PR #1, opened 2017-06-15
added script to analyze latency scans

cbravo135:


latency/LatencyScanData.py
```diff
@@ -0,0 +1,86 @@
+#!/bin/env python2.7
```
jsturdy: unless you specifically need python 2.7, it's better to just make this ```#!/bin/env python```; as is, it will fail on any machine that doesn't have python 2.7

latency/LatencyScanData.py
```diff
@@ -0,0 +1,86 @@
...
+import numpy as np
+from array import array
+from optparse import OptionParser
+
+#Define and parse options
+parser = OptionParser()
+
+parser.add_option("-i", "--infilename", type="string", dest="filename", default="LatencyScanData.root",
+                  help="Specify Input Filename", metavar="filename")
+parser.add_option("-o", "--outfilename", type="string", dest="outfilename", default="SCurveFitData.root",
```
jsturdy: and if you're making the previous change, then the default here should be changed too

= = = =

How many of the lines in the records include the word "OptionParser"? Only the number should be given.

*Finished exercise*: 2